Let's assume you forgot to setup your username in .hgrc and you've just fired off the old add-commit. You haven't pushed (and we'll assume no one had the ability to pull) yet so no one has to know about your silly mistake and crazy machine name. Just run hg rollback to eliminate that last commit but be forewarned that you can't rollback a rollback. For simpler cases where you've added, removed or something similar but haven't committed yet just use hg revert. You can also use hg revert filename to undo changes to a particular file.
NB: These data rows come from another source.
PR #9004, opened 2026-01-09
use default shell in tool desc

sayan-oai:
Variant to #8997.

Inform the model of the actual default shell rather than saying `the user's default shell`.


codex-rs/core/src/tools/spec.rs
```diff
@@ -21,6 +21,7 @@ use std::collections::HashMap;
 #[derive(Debug, Clone)]
 pub(crate) struct ToolsConfig {
     pub shell_type: ConfigShellToolType,
+    pub default_shell_name: Option<String>,
```
jif-oai, line 24: Can't this be part of ConfigShellToolType?

jif-oai:
It needs to be eval

PR #9010, opened 2026-01-10
fix: include AGENTS.md as repo root marker for integration tests

bolinfest:
As explained in `codex-rs/core/BUILD.bazel`, including the repo's own `AGENTS.md` is a hack to get some tests passing. We should fix this properly, but I wanted to put stake in the ground ASAP to get `just bazel-remote-test` working and then add a job to `bazel.yml` to ensure it keeps working.

### DIFF
--- a/.github/workflows/bazel.yml
+++ b/.github/workflows/bazel.yml
@@ -108,3 +108,24 @@ jobs:
             --build_metadata=ROLE=CI \
             --build_metadata=VISIBILITY=PUBLIC \
             "--remote_header=x-buildbuddy-api-key=$BUILDBUDDY_API_KEY"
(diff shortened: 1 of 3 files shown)


bolinfest:
@zbarsky-openai I'm not sure if this was the best way to do this: should I avoid create a new job to `bazel.yml` and modify the `common:linux` flags to `.github/workflows/ci.bazelrc` instead? Though this is only for x86_64 Linux at the moment, though perhaps we should crate an ARM Linux config in the root `BUILD.bazel` ASAP?

zbarsky-openai (approved):
lets land like this and do arm64 rbe as followup

PR #9011, opened 2026-01-10
fix: report an appropriate error in the TUI for malformed rules

### LINKED ISSUE #8803: v0.78.0 panics instead of graceful error when .codex/rules contains invalid Starlark

0.78.0

max

_No response_

_No response_

## Description

  Codex 0.78.0 crashes with a Rust panic when a project contains a `.codex/rules` file with invalid content (e.g., markdown instead of Starlark). Instead of a parse error, it panics in the `system-configuration` crate.

  ## Repro

  ```bash
  mkdir test-project && cd test-project
  mkdir .codex
  echo "# some markdown content" > .codex/rules
  codex
  ```

  ## Expected behavior

  ```
  Error: Invalid Starlark syntax in .codex/rules at line 1
  ```
Or other helpful graceful handling

  ## Actual behavior

  ```
  thread 'main' panicked at system-configuration-0.6.1/src/dynamic_store.rs:154:1:
  Attempted to create a NULL object.
  ```
And running `codex` crashes with no error messaging in the terminal

  ## Analysis

  - **0.77.0**: Works (likely doesn't read project-local `.codex/` directories)
  - **0.78.0**: Panics
  - Both versions bundle `system-configuration-0.6.1`

  The new project-aware configuration feature in 0.78 appears to trigger sandbox/network initialization when processing `.codex/rules`, which hits a [known upstream bug](https://github.com/mullvad/system-configuration-rs/issues/71) in the `system-configuration` crate when running under macOS Seatbelt.

  ## Environment

  - macOS 26.2 (Darwin 25.2.0)
  - Apple Silicon (arm64)
  - codex-cli 0.78.0 via npm

  ## Workaround

  Remove or fix the invalid `.codex/rules` file, or downgrade to 0.77.0.

```bash
  mkdir test-project && cd test-project
  mkdir .codex
  echo "# some markdown content" > .codex/rules
  codex
  ```

_No response_

### Additional information

_No response_

### PR DESCRIPTION
**Pull request by bolinfest**
The underlying issue is that when we encountered an error starting a conversation (any sort of error, though making `$CODEX_HOME/rules` a file rather than folder was the example in #8803), then we were writing the message to stderr, but this could be printed over by our UI framework so the user would not see it. In general, we disallow the use of `eprintln!()` in this part of the code for exactly this reason, though this was suppressed by an `#[allow(clippy::print_stderr)]`.

This attempts to clean things up by changing `handle_event()` and `handle_tui_event()` to return a `Result<AppRunControl>` instead of a `Result<bool>`, which is a new type introduced in this PR (and depends on `ExitReason`, also a new type):

```rust
#[derive(Debug)]
pub(crate) enum AppRunControl {
    Continue,
    Exit(ExitReason),
}

#[derive(Debug, Clone)]
pub enum ExitReason {
    UserRequested,
    Fatal(String),
}
```

This makes it possible to exit the primary control flow of the TUI with richer information. This PR adds `ExitReason` to the existing `AppExitInfo` struct and updates `handle_app_exit()` to print the error and exit code `1` in the event of `ExitReason::Fatal`.

I tried to create an integration test for this, but it was a bit involved, so I published it as a separate PR: https://github.com/openai/codex/pull/9166. For this PR, please have faith in my manual testing!

Fixes https://github.com/openai/codex/issues/8803.

---
Stack created with [Sapling](https://sapling-scm.com). Best reviewed with [ReviewStack](https://reviewstack.dev/openai/codex/pull/9011).
* #9166
* __->__ #9011

### DIFF
--- a/codex-rs/cli/src/main.rs
+++ b/codex-rs/cli/src/main.rs
@@ -26,6 +26,7 @@ use codex_execpolicy::ExecPolicyCheckCommand;
 use codex_responses_api_proxy::Args as ResponsesApiProxyArgs;
 use codex_tui::AppExitInfo;
 use codex_tui::Cli as TuiCli;
+use codex_tui::ExitReason;
 use codex_tui::update_action::UpdateAction;
 use codex_tui2 as tui2;
 use owo_colors::OwoColorize;
@@ -353,6 +354,14 @@ fn format_exit_messages(exit_info: AppExitInfo, color_enabled: bool) -> Vec<Stri
 
 /// Handle the app exit and print the results. Optionally run the update action.
 fn handle_app_exit(exit_info: AppExitInfo) -> anyhow::Result<()> {
+    match exit_info.exit_reason {
+        ExitReason::Fatal(message) => {
+            eprintln!("ERROR: {message}");
+            std::process::exit(1);
+        }
+        ExitReason::UserRequested => { /* normal exit */ }
+    }
+
     let update_action = exit_info.update_action;
     let color_enabled = supports_color::on(Stream::Stdout).is_some();
     for line in format_exit_messages(exit_info, color_enabled) {
@@ -947,6 +956,7 @@ mod tests {
             token_usage,
             thread_id: conversation.map(ThreadId::from_string).map(Result::unwrap),
             update_action: None,
+            exit_reason: ExitReason::UserRequested,
         }
     }
 
@@ -956,6 +966,7 @@ mod tests {
             token_usage: TokenUsage::default(),
             thread_id: None,
             update_action: None,
+            exit_reason: ExitReason::UserRequested,
         };
         let lines = format_exit_messages(exit_info, false);
         assert!(lines.is_empty());
--- a/codex-rs/tui/src/chatwidget/agent.rs
+++ b/codex-rs/tui/src/chatwidget/agent.rs
@@ -30,16 +30,14 @@ pub(crate) fn spawn_agent(
             ..
         } = match server.start_thread(config).await {
             Ok(v) => v,
-            #[allow(clippy::print_stderr)]
             Err(err) => {
-                let message = err.to_string();
-                eprintln!("{message}");
+                let message = format!("Failed to initialize codex: {err}");
+                tracing::error!("{message}");
                 app_event_tx_clone.send(AppEvent::CodexEvent(Event {
                     id: "".to_string(),
                     msg: EventMsg::Error(err.to_error_event(None)),
                 }));
-                app_event_tx_clone.send(AppEvent::ExitRequest);
-                tracing::error!("failed to initialize codex: {err}");
+                app_event_tx_clone.send(AppEvent::FatalExitRequest(message));
                 return;
             }
         };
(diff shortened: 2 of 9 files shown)


etraut-openai:
Will this also work for api service clients like the IDE extension? Looks like it's TUI-only?

codex-rs/tui/src/chatwidget/agent.rs
```diff
@@ -30,16 +30,14 @@ pub(crate) fn spawn_agent(
             ..
         } = match server.start_thread(config).await {
```
bolinfest, line 31: @etraut-openai to answer your question about "Will this also work for api service clients like the IDE extension?" I believe the crux of the issue is how the UI deals with an `Err` from `start_thread()`.

I believe it is already doing the right thing here:

https://github.com/openai/codex/blob/3c711f3d160f939aa668052f82535f3dbb3da9e6/codex-rs/app-server/src/codex_message_processor.rs#L1333-L1356

codex-rs/cli/src/main.rs
```diff
@@ -353,6 +354,14 @@ fn format_exit_messages(exit_info: AppExitInfo, color_enabled: bool) -> Vec<Stri
 
 /// Handle the app exit and print the results. Optionally run the update action.
 fn handle_app_exit(exit_info: AppExitInfo) -> anyhow::Result<()> {
+    match exit_info.exit_reason {
```
etraut-openai, line 357: It looks like this runs only in interactive mode. What about non-interactive mode (`codex exec`)? I think we'd want this same error printed in that case.

codex-rs/tui/src/chatwidget/agent.rs
etraut-openai: I'm working on a new PR that surfaces config parsing errors correctly to app server clients. I'll extend it to handle malformed rules errors as well.

codex-rs/tui/src/lib.rs
```diff
@@ -377,6 +377,7 @@ async fn run_ratatui_app(
                         token_usage: codex_core::protocol::TokenUsage::default(),
                         thread_id: None,
                         update_action: Some(action),
+                        fatal_error_message: ExitReason::UserRequested,
```
joshka-oai:
```suggestion
                        exit_reason: ExitReason::UserRequested,
```

joshka-oai (approved):
Approved - but make sure to fix https://github.com/openai/codex/pull/9011#discussion_r2688330556

codex-rs/tui/src/lib.rs
bolinfest: Good catch! Fixed and ran `cargo build --bin codex --release` locally to verify the fix.

codex-rs/cli/src/main.rs
bolinfest: This already appears to work as intended for `codex exec`:

```
$ ./codex-rs/target/debug/codex exec hi
Error: Fatal error: failed to load execpolicy: failed to read execpolicy files from /Users/mbolin/.codex/rules: Not a directory (os error 20)
```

Also, I'm enjoying using mercurial.el in emacs. Just drop mercurial.el into your emacs/site-lisp directory and (require 'mercurial) into your .emacs file. C-c h s does hg-status and C-c h c will start a commit but allow you to unmark any files you don't want to commit before doing so. C-c h a is hg-add and C-c h U is hg revert, C-x v u being for the current file only. C-c h < works as hg-pull and C-c h u is hg-update. Finally, C-c h > is hg-push. There you have it folks. Mercurial in a paragraph. I'm a bit tired so that's all for tonight. See you tomorrow.

Quick Mercurial Tip

posted on 2008-10-17 19:20:36

I hadn't actually looked into ignoring files with Mercurial until today. You can set up a file in the root of your repository called .hgignore that will make your life a bit easier. Mercurial will read that file (which is a list of patterns in glob or regexp format) and will ignore any files that match those patterns when it does it's versioning work. So, want to ignore anything under the unversioned directory, mercurial configuration files and any temporary files? Here you go:


syntax: glob

unversioned/*
.hgrc
.hgignore
*~
\#*
*.elc
.DS_Store


Also, there are some great mercurial articles here. I'm also playing around with Zach Beane's ZS3 library. Nice stuff. Also nice is his Common Lisp small project guide. That's damn handy. Unfortunately, all I'm using S3 for at the moment is to store RedLinux (695mb iso) and drakma currently requires loading the full file in memory to upload it with PUT. I guess I'll be keeping an eye on Edi Weitz then. More later...

Hangman's Hope

posted on 2008-10-17 08:02:04

The last week has been really, really hard. Mostly because I've been confronted with something I hoped wouldn't have to happen: The necessity of returning to academia. I've applied to a few more jobs and we'll see what happens there. I got turned down by King & Spalding in a letter today and am going to call tomorrow and ask why. I'm really just not getting enough done on my own to justify being out of school. I'm not learning enough. Perhaps I do need the structure. I'm disappointed but I have to re-evaluate based on my experience. State changes and given my present state I'm looking at returning to SPSU in the Spring or Fall of next of year. There's some notion of transferring to GA Tech as well but I'm not sure what I think about that.

One nice thing about SPSU would be that I'd at least have the spare time to continue pursuing LISP and other personal studies. It's also worth noting that a significant motivation in this year off was to at least get the fundamental concepts of programming down some before being buried in the specifics of the monstrous languages used to instruct most Freshman in Computer Science these days (i.e. Java; pythonistas at Tech, you're lucky).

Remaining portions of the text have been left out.